Index optimum size Elasticsearch Cluster

I'm currently testing to store all kind of data on an elastic cluster. I start to dimension my cluster with a minimal safest configuration 3 nodes and my index with 3 shards and 2 replicas.

It's working fine but I was wondering if it's not too much according to my data right now. I have two kind of data:

  • twitter input (from logstash) with a daily index
  • time series with a daily index

For twitter (with my keywords) one index is around :

  • 13 000 documents
  • 26mb of storage size

For time series, one index is around:

  • 300 documents
  • 500 kb of storage size

I discover on different sources that one shard should not exceeded 1M documents and 50GB, but is there a minimal set also to speed query performance. Should I can use 3 shards - 2 replicas per index even if I have not a lot of data per days ?

I would like to keep the "backup" configuration thanks to replicas, but also have the best performance in query search according to my data size. I think over-dimension will slow my search.

Having 2 replicas for this sort of data may not much a lot of sense unless it's really important.

There's a hard 2 billion doc limit due to lucene. We recommend shards are no bigger than 50GB, but you can go bigger.

1 Like

Thanks for you reply.

So 1 replica should be enough.
But according to the "index pattern", what is the best way due to amount of my data per day ?

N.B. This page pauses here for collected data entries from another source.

PR #10969, opened 2019-02-07
Improving extracting type from constructor

LS05:

### DIFF
--- a/components/property_info.rst
+++ b/components/property_info.rst
@@ -402,11 +402,14 @@ superclass are extracted.
     $reflectionExtractor->isReadable($class, $property);
     $reflectionExtractor->isWritable($class, $property);
 
-    // Initializable information
+    // Initializable information.
     $reflectionExtractor->isInitializable($class, $property);
 
-    // Constructor information
+    // Constructor type information.
     $reflectionExtractor->extractFromConstructor($class, $property);
+    $reflectionExtractor->getTypes($class, $property, [
+        'enable_constructor_extraction' => true
+    ]);
 
 PhpDocExtractor
 ~~~~~~~~~~~~~~~
--- a/components/property_info.rst
+++ b/components/property_info.rst
@@ -370,6 +370,9 @@ Using PHP reflection, the :class:`Symfony\\Component\\PropertyInfo\\Extractor\\R
 provides list, type and access information from setter and accessor methods.
 It can also give the type of a property, and if it is initializable through the
 constructor. It supports return and scalar types for PHP 7.
+The component is also able to extract the types of the constructor's parameters.
+If the class is a sub-class, then the constructor's properties of the parent
+superclass are extracted.
 
 .. note::
 
@@ -401,6 +404,9 @@ constructor. It supports return and scalar types for PHP 7.
 
     // Initializable information
     $reflectionExtractor->isInitializable($class, $property);
+
+    // Constructor information
+    $reflectionExtractor->extractFromConstructor($class, $property);
 
 PhpDocExtractor
 ~~~~~~~~~~~~~~~


javiereguiluz:
@LS05 thanks for your contribution! However, it seems that this is more complicated than it looks. First, this option is configurable. Maybe we should mention that? And if possible, know why this is configurable (maybe it' too slow?)

Second, the `extractFromConstructor()` method used in the example seems to be `private`, so can't be used directly, right? See https://github.com/symfony/symfony/blob/974cab3604abf6f5b033d67a7bf4ebcabf509c09/src/Symfony/Component/PropertyInfo/Extractor/ReflectionExtractor.php#L231

LS05:
@javiereguiluz Oh, my bad! Did it early this morning :)

LS05:
I think that is configurable because of this recursive call 
https://github.com/symfony/symfony/blob/974cab3604abf6f5b033d67a7bf4ebcabf509c09/src/Symfony/Component/PropertyInfo/Extractor/ReflectionExtractor.php#L255

Can this take some time for long subclass relationships?

LS05:
Besides me being blind about a private method :smile: I'm running a script on the CLI to understand how the `ReflectionExtractor::getTypes` works.
Here the example script:
`use Symfony\Component\PropertyInfo\Extractor\ReflectionExtractor;
 
require_once "./vendor/autoload.php";
 
class Test {
    private $name;
    private $size;
 
    public function __construct(string $name, int $size)
    {
        $this->name = $name;
        $this->size = $size;
    }
};
 
$reflectionExtractor = new ReflectionExtractor();
 
$result = $reflectionExtractor->getTypes(Test::class,'name', ['enable_constructor_extraction' => true]);
 
var_dump($result);`

And I get the following output:
`php index.php
 
PHP Notice:  Undefined variable: fromConstructor in /property-info/vendor/symfony/property-info/Extractor/ReflectionExtractor.php on line 118
PHP Stack trace:
PHP   1. {main}() /projects/property-info/index.php:0
PHP   2. Symfony\Component\PropertyInfo\Extractor\ReflectionExtractor->getTypes() /projects/property-info/index.php:20
 
Notice: Undefined variable: fromConstructor in /projects/property-info/vendor/symfony/property-info/Extractor/ReflectionExtractor.php on line 118
 
Call Stack:
    0.0019     355184   1. {main}() /projects/property-info/index.php:0
    0.0045     495416   2. Symfony\Component\PropertyInfo\Extractor\ReflectionExtractor->getTypes() /projects/property-info/index.php:20
 
/projects/property-info/index.php:22:
NULL`

Also, if I call `ReflectionExtractor::getTypes` this way:
`$result = $reflectionExtractor->getTypes(Test::class, "name", ['enable_constructor_extraction' => true]);

var_dump($result);`
It gives me my desired output:
`cli: php index.php 

projects/property-info/index.php:22:
array(1) {
  [0] =>
  class Symfony\Component\PropertyInfo\Type#8 (6) {
    private $builtinType =>
    string(6) "string"
    private $nullable =>
    bool(false)
    private $class =>
    NULL
    private $collection =>
    bool(false)
    private $collectionKeyType =>
    NULL
    private $collectionValueType =>
    NULL
  }
}`

mantis:
@javiereguiluz @LS05 - hi guys, just saw this on slack and thought i'd take a look - I think this might be a symfony bug - in property-info\Extractor\ReflectionExtractor.php, there is a line that reads:

$context['enable_constructor_extraction'] ?? $this->enableConstructorExtraction &&
            $fromConstructor = $this->extractFromConstructor($class, $property)

I think this might have been meant to read:

($context['enable_constructor_extraction'] ?? $this->enableConstructorExtraction) &&
            $fromConstructor = $this->extractFromConstructor($class, $property)

LS05:
@mantis Thanks! I had that error too, but I thought I was calling the class the wrong way :)

@javiereguiluz Could it be that is configurable because in the constructor is possible to set `$enableConstructorExtraction` to `false`? 
So maybe if the user wants to extract constructor information, is able to do so thanks to the `$context` parameter?

LS05:
I have read the discussion in #25605 
And this comment summarized it all https://github.com/symfony/symfony/pull/25605#issuecomment-364525888 about why the option is configurable, @javiereguiluz What do you think?

Plus, @javiereguiluz after your comment https://github.com/symfony/symfony/pull/25605#issuecomment-354452442 there's a "Load More" button but if I click it, I get a 403. So I can't read further comments/explanations

components/property_info.rst
```diff
@@ -399,9 +402,15 @@ constructor. It supports return and scalar types for PHP 7.
     $reflectionExtractor->isReadable($class, $property);
     $reflectionExtractor->isWritable($class, $property);
 
-    // Initializable information
+    // Initializable information.
```
HeahDude: Can be reverted

components/property_info.rst
```diff
@@ -399,9 +402,15 @@ constructor. It supports return and scalar types for PHP 7.
...
     $reflectionExtractor->isInitializable($class, $property);
 
+    // Constructor type information.
```
HeahDude: The dot can also be removed here

HeahDude (commented):
ping @dunglas, would you have a look at this one? Thanks!

wouterj:
Hi @LS05! Thanks for creating the issue and providing value information + bug fixes around this topic!

Seems like the bug you where describing is now fixed. After reading the original PR, I think this option is opt-in as it might create wrong type information (the argument name in the constructor doesn't have to be equal to the property name in the object - although that might be an edge-case imho).

Are you by any chance able to update this PR with all new information you gathered? (so creating a working example and maybe showing both ways of enabling this option?)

Is it better to have one index per day even if it is small or one bigger index per month ? according to query performance.
I will do a lot of query by "value", "date range", and "keywords".

Given the data volumes you have mentioned I would recommend using monthly indices. For efficiency, you should ideally look to have an average shard size measured in gigabytes.

1 Like

This topic was automatically closed 28 days after the last reply. New replies are no longer allowed.